Symptoms and signs of Achilles tendinopathy
- Pain and stiffness along Achilles’ tendon in morning/worsens with activity
- Severe pain 24 hrs after exercising
- Thickening of tendon
- Swelling that is present all the time but worsens during activity
- Palpable bone spur
Treatment for Achilles tendinopathy
Physiotherapy to improve vascularity and promote healing
What is flat foot (pes planovalgus)
Medial arch of foot has collapsed- valgus angulation of hind foot caused
When is flat foot normal
in young as large amount of subcutaneous adipose tissue in sole of foot (medial fat pad) and arches have not yet developed
Flexible fat feet key points
No medial arch whilst standing normally, but one forms on tip toes
Rigid flat foot key points
Always abnormal- develop usually as a result of tarsal coalition (failure of tarsal bones to separate during embryonic development)
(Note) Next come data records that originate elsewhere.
PR #170, opened 2026-07-29
[map] Pan works on every floor; smaller viewport pans at 1x (v0.23.46)

HexagonStorms:
## What

Three fixes to moving around the Spaces map, following up on #164 (two-finger swipe pan), which shipped correct wheel handling but was invisible in practice:

1. **Panning was frozen on all but one floor.** Every floor's viewport shared `x-ref="viewport"`; Alpine resolves duplicate refs to the last element in the DOM, so `clampPan()` measured a `display:none` viewport (0 by 0) and clamped `tx`/`ty` to zero. Drag, swipe, everything panned nowhere. The JS now finds the visible floor's viewport via a `data-floor` attribute.

2. **The viewport is smaller, and pan works at 1x.** The frame is capped at `min(60vh, 480px)` with the stage centered, and `clampPan()` derives slack from how much the stage actually overflows the viewport rather than from the zoom factor alone. A tall floor (the 2nd floor is nearly square) starts cropped, so drag and two-finger swipe have somewhere to go immediately; a wide floor that fits fully still snaps square at 1x.

3. **Two-finger pan on touchscreens.** Two fingers previously only zoomed. The pinch handler now also pans by the centroid's movement (maps-app behavior), and lifting one finger hands off to a plain one-finger drag instead of requiring a re-touch. Toolbar hint updated to match reality: drag or two-finger swipe pans, pinch or Ctrl+scroll zooms.

## Testing

- `node --check static/js/space_map.js`
- `pytest tests/hub/space_map_views_spec.py` (87 passed) and version/changelog specs (17 passed)
- Full pre-push suite (ruff, mypy, tests) green
- No JS test runner in this repo; the pointer/wheel logic is verified by inspection. Worth a quick visual pass on /spaces/: drag on BOTH floors (this was the frozen one), trackpad swipe, and a phone pinch+swipe.

https://claude.ai/code/session_01XJKEkdaf1RZw87MPwKvgqj

### DIFF
--- a/plfog/version.py
+++ b/plfog/version.py
@@ -2,9 +2,22 @@
 
 from __future__ import annotations
 
-VERSION = "0.23.45"
+VERSION = "0.23.46"
 
 CHANGELOG: list[dict[str, str | list[str]]] = [
+    {
+        "version": "0.23.46",
+        "date": "2026-07-29",
+        "title": "Moving around the Spaces map now works everywhere",
+        "changes": [
+            "Dragging the Spaces map (mouse or finger) now pans on every floor. Before, panning "
+            "silently did nothing on some floors no matter how far you zoomed in.",
+            "The map sits in a shorter frame, so a tall floor starts cropped and you can drag or "
+            "two-finger swipe around it right away, no zooming first.",
+            "On a phone or tablet, a two-finger swipe now moves the map while a pinch zooms it, "
+            "the way a maps app behaves.",
+        ],
+    },
     {
         "version": "0.23.45",
         "date": "2026-07-28",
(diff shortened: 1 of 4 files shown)


PastLivesReviewBot (approved):

Review notes:
- JS pan/pinch logic verified: per-floor viewport lookup fixes the duplicate x-ref clamp-to-zero bug; slack now derived from actual stage overflow; pinch centroid pan and one-finger hand-off are sound. `node --check` passes.
- One issue was caught during review and fixed in ecc560e: a multi-line `{# ... #}` Django comment (which cannot span lines) would have rendered literally on the Spaces page; replaced with a `{% comment %}` block. A stale clampPan comment was refreshed at the same time.
- version.py bump + changelog entry follow the curation rules (fix to a live feature gets its own member-facing entry, stamped at VERSION).
- No model/view/migration changes; ruff, mypy, and the hub map specs (87) pass. No skips or pragmas.

PR #174, opened 2026-08-05
fix: implement app-store reviewer login (generate_login_code was never written)

HexagonStorms:
## Summary

- `PLAY_REVIEW_EMAIL`/`PLAY_REVIEW_CODE` env vars were set on Render but the adapter override that uses them was never implemented. App-store reviewers triggered the normal passwordless flow, received an emailed code at an inbox no one can access, and could not log in.
- Adds `generate_login_code()` to `AdminRedirectAccountAdapter`: when both env vars are set and the submitted email matches `PLAY_REVIEW_EMAIL`, returns the fixed code instead of a random one. All other emails fall through to `super()`.
- Reads `PLAY_REVIEW_EMAIL` and `PLAY_REVIEW_CODE` from the environment in `settings.py`.
- 5 new tests: fixed path, case-insensitivity, fallthrough for other emails, missing env vars, null request.

## Test plan

- [ ] `plfog/adapters.py` reaches 100% coverage after this change
- [ ] `generate_login_code` returns `PLAY_REVIEW_CODE` when email matches `PLAY_REVIEW_EMAIL`
- [ ] Returns a random code for all other emails
- [ ] Case-insensitive email match
- [ ] 45 existing adapter tests still pass

### DIFF
--- a/airtable_sync/management/commands/backfill_old_votes.py
+++ b/airtable_sync/management/commands/backfill_old_votes.py
@@ -136,7 +136,7 @@ class Command(BaseCommand):
                 stats["skipped_no_guild"] += 1
                 continue
 
-            guild_objs = self._lookup_guilds(guild_names, django_guilds, name)
+            guild_objs = self._lookup_guilds(guild_names, django_guilds, name, dry_run)
             if not guild_objs:
                 stats["skipped_no_guild"] += 1
                 continue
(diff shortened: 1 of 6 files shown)


PastLivesReviewBot (approved):
Reviewed and approved by PastLivesReviewBot. Code meets PLFOG coding standards. generate_login_code() correctly intercepts the review-account email at the adapter layer, falls through to super() for all other callers, and is fully tested (5 new cases, adapters.py at 100% coverage). Settings wiring is clean.

PR #175, opened 2026-08-05
fix(auth): accept the reviewer login code at verification time

HexagonStorms:
## Why

App store reviewer sign in fails in production with "Incorrect code", and so does signing in as `appreview@pastlives.app` by hand.

Verified against prod before writing any code:

| Check | Result |
|---|---|
| `PLAY_REVIEW_EMAIL` / `PLAY_REVIEW_CODE` set on Render | yes |
| Active User + linked Member exist | yes |
| A real HTTPS code request stashes the **fixed** code in the DB session | yes, confirmed before and after the confirm page GET |
| Replaying that exact session in process | logs in fine |
| Submitting that same code over HTTPS | **rejected, real `id_code_error`** |

So the credential and the deployed adapter are both correct. Something between stashing the code and comparing it loses the value over HTTP. **That root cause is still open.** This PR stops the reviewer flow from depending on it.

## What changed

Move the carve out from generation time to verification time. `GoldenTicketConfirmLoginCodeForm` accepts `PLAY_REVIEW_CODE` in addition to the real emailed code, for whichever account is mid login.

* Code generation is untouched. Every member still gets a random emailed code, and the fixed value is never sent to anyone.
* It compares against the env var directly, so it works **even when the stashed code goes missing**, which is the live failure. Covered by `context_when_no_code_was_stashed`.
* Fixes the resend footgun. The old override keyed off `request.POST["email"]`; "Resend code" posts `action=resend` with no email, so it fell through to a random code and silently stranded the reviewer for good. Verification time checking survives every entry path.
* Accepting requires a pending login with a real user, so the enumeration prevention path (unknown email, no user) cannot reach a login with nobody to log in as.
* Every acceptance logs the account and pk at WARNING, so use of the key is auditable in prod logs.
* Drops the now unused `generate_login_code` override and `PLAY_REVIEW_EMAIL`. The env var can stay set on Render; nothing reads it.

> [!WARNING]
> **This is deliberately a master key.** Anyone holding `PLAY_REVIEW_CODE` can sign in as any account, including `ADMIN_DOMAINS` addresses, which `_sync_permissions` auto grants `is_staff` and `is_superuser`. This tradeoff was raised and chosen knowingly to unblock app store review. Treat the value like a root password, and rotate it once review is done. Unset the env var to disable the behaviour entirely.

## Testing

Full suite green: **6948 passed, coverage 98.41%** (gate 98%). Ruff clean.

New specs cover: golden code accepted for any pending login, real emailed code still accepted, anything else rejected, allauth punctuation and case normalisation, env var unset and blank, stashed code missing, no account to log in as, and the audit log naming the account.

The new specs are deliberately flat. `context_` is neither in `python_functions` nor in pytest-describe's `describe_prefixes`, so a `context_` block collects as a single no-op leaf test and every `it_` nested inside it silently never runs. Three specs here were written that way at first and were not executing; flattening them raised the file from 76 to 77 tests and closed a branch gap in `clean_code`. No other spec in the repo uses that pattern.

Wiring was verified through allauth's own `get_form_class(app_settings.FORMS, "confirm_login_code", ...)` rather than by reading the settings dict, so the form is confirmed live and not merely declared.

CI `lint` is green. Locally `mypy` crashes with `Error constructing plugin instance of NewSemanalDjangoPlugin` on this branch **and** on pristine `main`, so that is a local environment issue rather than anything this PR introduces.

## Considered and dropped

An earlier revision also switched the `pastlives.app` canonical redirect from 301 to 308 for unsafe methods, on the theory that a 301'd POST silently loses its body at the app shell origin. `mobile/capacitor.config.ts` sets `server.url` to `https://members.pastlives.space`, so the webview never posts to `pastlives.app` and that redirect only ever serves GETs. Dropped as speculative.

## Still open

Why a correct code is rejected over HTTP but accepted in process. Live debugging is currently blocked by the `3/h` per address rate limit on `request_login_code`, which is also worth revisiting since three attempts per hour is hostile to a store reviewer.

https://claude.ai/code/session_01E3AT42tU6DZoADp8yjhqkk

### DIFF
--- a/plfog/adapters.py
+++ b/plfog/adapters.py
@@ -7,7 +7,8 @@ import os
 from typing import Any
 
 from allauth.account.adapter import DefaultAccountAdapter
-from allauth.account.forms import RequestLoginCodeForm
+from allauth.account.forms import ConfirmLoginCodeForm, RequestLoginCodeForm
+from allauth.core.internal.cryptokit import compare_user_code
 from django import forms
 from django.conf import settings
 from django.contrib.auth import get_user_model
@@ -161,34 +162,6 @@ class AdminRedirectAccountAdapter(DefaultAccountAdapter):
         if surface == "public":
             return reverse("account:overview")
         return reverse("hub_home")
-
-    def generate_login_code(self) -> str:
-        """Issue a deterministic login code for the designated app-store review account.
-
-        App-store reviewers cannot receive our emailed one-time codes: review is
-        asynchronous and they cannot read a member's inbox. When BOTH the
-        ``PLAY_REVIEW_EMAIL`` and ``PLAY_REVIEW_CODE`` env vars are set, the single
-        matching email receives that fixed code instead of a random one, so a
-        reviewer signs in without an inbox (allauth verifies the code locally, so
-        the email never has to arrive).
-
-        This is intentionally opt-in: with either env var unset the branch does not
-        run and every account, including this one, gets allauth's random code. The
-        carve-out is scoped to exactly one address; all other members are untouched.
-        The fixed code is a secret set only in the deploy environment, so treat it
-        like a password (long and random).
-        """
-        review_email = os.environ.get("PLAY_REVIEW_EMAIL", "").strip().lower()
-        review_code = os.environ.get("PLAY_REVIEW_CODE", "").strip()
-        if review_email and review_code:
-            from allauth.core import context as allauth_context
-
-            request = getattr(allauth_context, "request", None)
-            submitted = (request.POST.get("email", "") if request is not None else "").strip().lower()
-            if submitted and submitted == review_email:
-                logger.info("Issuing fixed review login code for %s", review_email)
-                return review_code
-        return super().generate_login_code()
 
     def send_mail(self, template_prefix: str, email: str, context: dict) -> None:
         """Gate login-code emails through the global circuit breaker, then send.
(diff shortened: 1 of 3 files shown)


PastLivesReviewBot (approved):

### Standards checked

* Business logic sits in the form, not a view. Views untouched.
* Full type annotations on both new methods, including return types.
* No models, fields, choices or migrations in this diff, so the model side of the standard does not apply.
* No `dict.get()` fallback where a key must exist; no swallowed `DoesNotExist`; no new queries, so no N+1 risk.
* BDD specs in `*_spec.py` with `it_*` functions. No `@pytest.mark.skip`, no `# pragma: no cover`, no `# pragma: no mutate`.
* Ruff clean at 120 columns with correct import ordering. CI `lint`, `test` and `e2e` all green, mutation tests included.

### Implementation verified, not just described

The PR claims allauth picks up the new form. That was checked by resolving it through allauth's own machinery rather than by reading the settings dict:

* `get_form_class(app_settings.FORMS, "confirm_login_code", ConfirmLoginCodeForm)` returns `GoldenTicketConfirmLoginCodeForm`.
* `ConfirmLoginCodeView.get_form_class` genuinely reads the `confirm_login_code` key, so the setting is not inert.
* `generate_login_code` is confirmed absent from `AdminRedirectAccountAdapter.__dict__`.
* The golden code is accepted when no code was stashed, refused when there is no pending user, and inert when the env var is unset.

### Raised during review and fixed

1. **Master key usage was unauditable.** Acceptance logged a bare string with no account identity. Now logs the email and pk at WARNING so the key leaves a trace in prod logs.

Symptomatic- requires treatment
Adult acquired flat foot key points
- Dysfunction of tibialis posterior tendon
- Obesity, hypertension and diabetes
- Pregnancy due to increased laxity
- Need orthotics or physio, rarely surgical reconstruction or Arthrodesis
Foot disease in diabetes includes
Infection, ulceration or destruction of the tissues of the foot
What can lead to foot ulcers, severe infections and other serious complications of diabetic foot
- Loss of sensation due to peripheral neuropathy
- Ischaemia due to peripheral arterial disease and micro vascular disease
- Immunosupression due to poor Glycaemic control
- Continual weight-bearing exacerbates problem
Poorly controlled diabetes can lead to
Charcot arthropathy
What’s Charcot arthropathy
Ankle and foot- combination of neuropathy, abnormal loading, repeated microtrauma and metabolic abnormalities
Lead to inflammation causing muscle spasticity, osteolysis, fractures, dislocation and deformity.